Whether anyone agrees with Rogan’s approach or not, the early days of the internet would have seen his right to broadcast unquestioned. That this freedom is now threatened by – and via – the very internet structure that spawned it, attests to the crisis of narratives that is hollowing out the social media information delivery model.


Standard organisational communications has it that any entity, large or small, needs to have a consistent message in public relations terms. In news media landscapes this means that media companies looking to inform and generate debate have tended to adopt a certain ‘line’ which frames the angles and the editorial direction.

That’s not to say traditional or legacy media has developed a subjective culture, more that its objectivity has been in service of a broad ideal, be it democracy or a free market, and teased that out – ‘storied it’ – so that differences within the broad frameworks of accepted norms could be given space. That format was tempered and framed by the advertising dollars that propped up legacy media pre-internet.

Thus, the media narrative had, more or less, a functional singularity. Pre-internet media in the West since at least the 1950s was more or less without question, pro-state, pro-market, pro-democracy. The discourse was around how those structures should look and work.

Then, you had Facebook (launched in 2004) and Twitter (2006) which believed the multiple narratives of any given community or population could simply be collated and published, outside any frameworks or structure. This approach would, they argued, redefine how information was received, making it more democratic and direct. The news was not a narrative as such, but a landscape. Truth was where you found it.

For fellow disruptors like Spotify, for example, the mindset appears to be to throw anything and everything on the wall and see what sticks. As long as someone listens to it. That has become more apparent as it shifted into podcasting to help it develop a more loyal market than ‘FIFO’ music fans.

That too worked for a while.

Now, they have been forced to choose sides and it looks like the internet revolution is over.

In this light, we might see Mark Zuckerberg’s vision of a ‘metaverse’ as something of an admission that social media as we know it, even such a highly commercialised and successful component of it as Facebook, does have its limits after all.

The journey of social media platforms over the last two decades suggests that the concept of multiple narratives just ends up being, well, no narrative at all.

Traditional media too has got tangled up in trying to play the same game and has, as a whole, struggled to find its own purpose.

The result is a confused and anxious populace and an overreaching and panic-stricken managerial and political elite, all looking to control their destiny and to focus the narrative.
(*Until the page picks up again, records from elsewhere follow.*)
Issue #420, opened 2019-04-09
SIP package


jiriatipteldotorg:
Folks,

may I propose including a SIP package (RFC3261). I suggest it would include the fields as bellow, modelled after the HTTP package. What's different:
- SIP requests have many more URLs in them. Therefore the suggestions `Use the url field set to store the url of the request.` only applies to the request-URI which represents the URI in the request as received (SIP proxy elements may also alter it during forwarding). For all the other URIs, I included only the unparsed form `full`.
- other fields that offer themselves for use in SIP events are `event.duration` for reporting SIP call length, `user_agent.*` for SIP User Agent (example: AVM FRITZ!Box Fon WLAN 7270 v3 74.06.05 (Apr  9 2014), `host.name` for receiving SIP server's DNS name, `host.id` for SIP server's unique identification, `host.ip` for receiving server's IP address, `client.ip` and `client.port` for client's IP:port, `user.id` for digest authentication identity, `client.geo.*` for client's geographic info.
- `client.transport` would be useful but doesn't exist (#418 )
- `event.action` seems the proper candidate for values describing the actual nature of an event like `call-attempt`(failed INVITE request), `call-start` (succesful INVITE request), `call-stop` (received or initated BYE), `register-new` for a newly added contact binding, `register-del` for removed contact binding, `register-expired` for one that has expired.
- in SIP, response elements often mirror their request counterparts. Where identical for requests and response, I didn't prefix the field name with request/response -- I hope that's the proper use of the ECS conventions.

There are couple of fields which would be helpful too but I don't see them as SIP specific -- see the list bellow, merely for sake of context, if there is interest I can create separate issues for them.
- session id. It is often useful to correlate some events belonging to each other -- for example a SIP call's id may be used to correlate events describing start and stop of a VoIP call, or a shopping session id may be used to correlate additions to and removals from a shopping basket.
- for use with SIP proxy elements it would be useful to describe in events how such a proxy element describes changes to forwarded requests: most importantly how it is changing the URI, where it is forwarding a request to, and if a response was generated locally or proxied. However this doesn't seem SIP-specific, I think the same data would be useful for example for HTTP proxy servers like nginx or ha-proxy ,
[...]

Issue #418, opened 2019-04-09
request for a new transport field in source / client / server


jiriatipteldotorg:
Folks,

I'm wondering if you could consider including a new field, `transport`, in the source / client / serve specifications.

There are several application protocols, for example SIP or DOTS, that use multiple transport protocols (UDP, TCP, SCTP). The field would allow to discriminate flows over different transport protocols.

The actual specification could be the same as in `network`.

```
    - name: transport
      level: core
      type: keyword
      short: Protocol Name corresponding to the field `iana_number`.
      description: >
        Same as network.iana_number, but instead using the Keyword name of the
        transport layer (udp, tcp, ipv6-icmp, etc.)

        The field value must be normalized to lowercase for querying. See
        the documentation section "Implementing ECS".
      example: tcp
```

webmat:
Hi! Thanks for the suggestion.

Could you flesh out an example (e.g. with simple JSON objects) that would show how you envision this to work?

Another thought, I assume you're talking about wrapping one protocol into another? Wouldn't it be better to e.g. define `network.transport` as the wrapping protocol, and a second field under `network` to represent the embedded protocol?

If we were to add `transport` to the network endpoints (src/dst or cli/srv), what would be the semantics? Always fill both `source.transport` == `destination.transport`? Or are there cases where only one side would be filled?

PR #1014, opened 2020-10-06
[RFC] SIP Fields

dainperkins:
initial SIP Field RFC

[Markdown preview of this RFC](https://github.com/dainperkins/ecs/blob/SIP-RFC/rfcs/text/0008-sip-fields.md)


CHANGELOG.next.md
```diff
@@ -22,6 +22,7 @@ Thanks, you're awesome :-) -->
 * Added `threat.technique.subtechnique` to capture MITRE ATT&CK® subtechniques. #951
 * Added `configuration` as an allowed `event.category`. #963
 * Added network directions ingress and egress. #945
+* Added SIP RFC #tbd
```
ebeahan, line 25: Don't worry about adding CHANGELOG entries for RFC PRs.

Once the RFC has advanced to a later stage, the PR which adds the field definitions to the schema can be listed.

rfcs/text/0008-sip-fields.md
```diff
@@ -0,0 +1,242 @@
...
+https://tools.ietf.org/id/draft-ietf-sipclf-format-05.html
+https://www.sipforum.org/
+
+https://github.com/elastic/ecs/issues/420
+
+### RFC Pull Requests
+
+<!-- An RFC should link to the PRs for each of it stage advancements. -->
+
+* Stage 0: https://github.com/elastic/ecs/pull/NNN
```
ebeahan, line 237:
```suggestion
* Stage 0: https://github.com/elastic/ecs/pull/1014
```

rfcs/text/0008-sip-fields.md
```diff
@@ -0,0 +1,242 @@
...
+<!--
+Stage 4: Document any new concerns and their resolution. The goal here is to eliminate risk of churn and instability by ensuring all concerns have been addressed.
+-->
+
+## Real-world implementations
+
+Packetbeat Implementation (packet/protocol analysis)
+Zeek Implementation (packet/protocol/connection analysis)
+Cisco Call Manager (Log ingestion)
+Mictosoft Lync (Log Analysis)
```
ebeahan, line 196:
```suggestion
Microsoft Lync (Log Analysis)
```

rfcs/text/0008-sip-fields.md
```diff
@@ -0,0 +1,242 @@
+# 0000: SIP Fields
+<!-- Leave this ID at 0000. The ECS team will assign a unique, contiguous RFC number upon merging the initial stage of this RFC. -->
+
+- Stage: **0 (strawperson)** <!-- Update to reflect target stage. See https://elastic.github.io/ecs/stages.html -->
```
ebeahan, line 4: Between the discussions we've had already and the tremendous work that @dainperkins has already invested, I suggest targeting stage 1 here.

What do others think?

rfcs/text/0008-sip-fields.md
```diff
@@ -0,0 +1,242 @@
...
+## Usage
+
+<!--
+Stage 1: Describe at a high-level how these field changes will be used in practice. Real world examples are encouraged. The goal here is to understand how people would leverage these fields to gain insights or solve problems. ~1-3 paragraphs.
+-->
+Typical implementations will utilize these fields to describe and normalize the various stages of a SIP/SDP based communcations mechanism.  Additional considerations including call analytics, fraud detection, troubleshooting, and threat detection have been identified as additional considerations.
+
+## Source data
+
+Source Data will come from packet/protocol analysis from endpoints (e.g. Packetbeat) or network observers (e.g. Zeek/Corelight & Suricata), logs from SIP Servers (e.g. Cisco Call Manager, Microsfot Lync), or logs SiP aware perimeter devices (e.g. Palo Alto NGFW).
```
ebeahan, line 143:
```suggestion
Source Data will come from packet/protocol analysis from endpoints (e.g. Packetbeat) or network observers (e.g. Zeek/Corelight & Suricata), logs from SIP Servers (e.g. Cisco Call Manager, Microsfot Lync), or logs from SIP-aware perimeter devices (e.g. Palo Alto NGFW).
```

rfcs/text/0008-sip-fields.md
```diff
@@ -0,0 +1,242 @@
...
+ * Usage mechanisms (e.g. Kibana applications, detections)
+ * ECS project (e.g. docs, tooling)
+The goal here is to research and understand the impact of these changes on users in the community and development teams across Elastic. 2-5 sentences each.
+-->
+
+## Concerns
+
+Normalization, and the degree of normalization, of SIP URI fields may be an issue for discussion based on the potential implementation of ingesting SIP call records for the purposes of review for e.g. various types of communications fraud (e.g. should PSTN numbers be normalized with international dial codes, should implementaiton include capabilities to define internal call plans for more effective analysis, etc.)
+
+Normalization of SIP/SDP and real time communication protocol connections may require the definition of a field similar to network.community_id to allow for the trackign of the full scope of a connection. Additionally the ininital SDP setup phase often includes
```
ebeahan, line 171:
```suggestion
Normalization of SIP/SDP and real time communication protocol connections may require the definition of a field similar to network.community_id to allow for the tracking of the full scope of a connection. Additionally the initial SDP setup phase often includes
```

ebeahan (commented):
Thanks @dainperkins for putting this together!

I made a quick editorial pass with some notes, but I plan on taking a deeper look at the fields you've proposed.

CHANGELOG.next.md
webmat: Indeed, please remove the changelog line, @dainperkins . No need for those in RFCs.

rfcs/text/0008-sip-fields.md
webmat: Agreed with stage 1 from the start

ebeahan, line 4:
```suggestion
- Stage: **1 (proposal)** <!-- Update to reflect target stage. See https://elastic.github.io/ecs/stages.html -->
```

ebeahan (commented):
I took another 👀 and noted a few items.

One overall observation: reviewing the various headers a SIP message can contain recalled [past discussions](https://github.com/elastic/ecs/pull/554#issuecomment-534279863) around what better guidance ECS could provide around HTTP headers.

Perhaps the SIP fields could be another opportunity to discuss guidance around these type of request/response "boxes" to capture all these headers.

rfcs/text/0008-sip-fields.md
```diff
@@ -0,0 +1,242 @@
...
+| sip.via.sent_by.address       	| 192.168.1.2                                                                                                                                                                                                         	| keyword     	|
+| sip.via.sent_by.port          	|                                                                                                                                                                                                                     	| long        	|
+| sip.via.received.address      	| 80.230.219.70                                                                                                                                                                                                       	| keyword     	|
+| sip..via.rport                	| 5060                                                                                                                                                                                                                	|             	|
```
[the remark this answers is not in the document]
dainperkins: I think that's a good idea - I keep getting wrapped around the axle looking @ tcp headers (syn, ack, etc.) and icmp from the standpoint of unidirectional vs bidirectional src/dst... I think a larger discussion would be a great idea.

rfcs/text/0008-sip-fields.md
```diff
@@ -0,0 +1,242 @@
...
+| **SIP Response**              | SIP/2.0 200 OK                               	|           	|
+| sip.code                  	| 200                                          	| keyword   	|
+| sip.status                	| ok                                           	| keyword   	|
+| sip.version               	| 2                                            	| keyword   	|
+|                           	|                                              	|           	|
+| **SIP Headers**               |                                              	|           	|
+| sip.accept                	| application/sdp                              	| keyword   	|
+| sip.allow[]               	| REGISTER, INVITE, ACK, BYE                   	| keyword[] 	|
+| sip.call_id               	| 1-1966@10.0.2.20                             	| keyword   	|
+| sip.content_length        	| 0                                            	| integer   	|
```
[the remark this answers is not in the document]
dainperkins: not really...per packet integer would work - per 1m flow or conection might not

rfcs/text/0008-sip-fields.md
```diff
@@ -0,0 +1,242 @@
...
+| sip.private.username      	| 35104723                                     	| keyword   	|
+| sip.supported[]           	| timer, path, replaces                        	| keyword[] 	|
+| user_agent.original       	| FreeSWITCH-mod_sofia/1.6.12-20-b91a0a6~64bit 	| keyword   	|
+| user_agent.original.text  	| FreeSWITCH-mod_sofia/1.6.12-20-b91a0a6~64bit 	| text      	|
+|                           	|                                              	|           	|
+| **SIP Headers CSEQ**        	| 68 invite                                    	|           	|
+| sip.cseq.code             	| 68                                           	| integer   	|
+| sip.cseq.method           	| invite                                       	| keyword   	|
+|                               |                                               |               |
+| **SIP Headers Via**              | Ex 1: SIP/2.0/UDP 192.168.1.2;received=80.230.219.70;rport=5060;branch=z9hG4bKnp112903503-43a64480192.168.1.2 EX2: SIP/2.0/UDP 10.0.2.20:5060;branch=z9hG4bK-1966-1-0                                               	|             	|
```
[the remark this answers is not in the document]
dainperkins: yeah theres a possibility of multiple proxies in the mix.  ordering would be nice, but I'm unsure what it looks like

jiriatipteldotorg:
Folks, my apologies for having missed that this conversation -- I started it in April 2019 #420 and didn't notice it became active now. And thank you for the effort placed in it -- there has been quite some diligence in it. Several comments on it bellow mostly driven by concern around level of context aggregation (quick example in numbers: one logon-loggoff event per SIP phone and day with aggregation, 2880 events per phone/day due to use of SIP re-registers as NAT keep-alives at 30 sec interval). Before that a quick self-intro: I'm running a SIP service (iptel.org) powered by SER/Kamailio which I have co-authored as well, so I hope it is not an exaggeration to state I've had collected quite some SIP mileage. Also my current company has a product (SBC) that generates SIP events as described in #420 and we have built a prototypical `sipbeat` -- based on `packetbeat` yet with numerous further refinements such as adjustments to specifics of underlying transport protocol and actual SIP context. It is running now on iptel.org service where it has been running for years. (see https://monitor.frafos.com for some visualizations)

Hence conspiracies, fake news, misinformation, propaganda; an overwhelming tsunami of narratives.

Spotify’s ‘Rogan Moment’ embodies the world social media has made. It’s not who is right or what are the facts. It’s who sells the best story. The world before was far from perfect. But if this is utopia then nostalgia might define the future.

James Rose is an author, media and communications writer and analyst and a university tutor in media and journalism.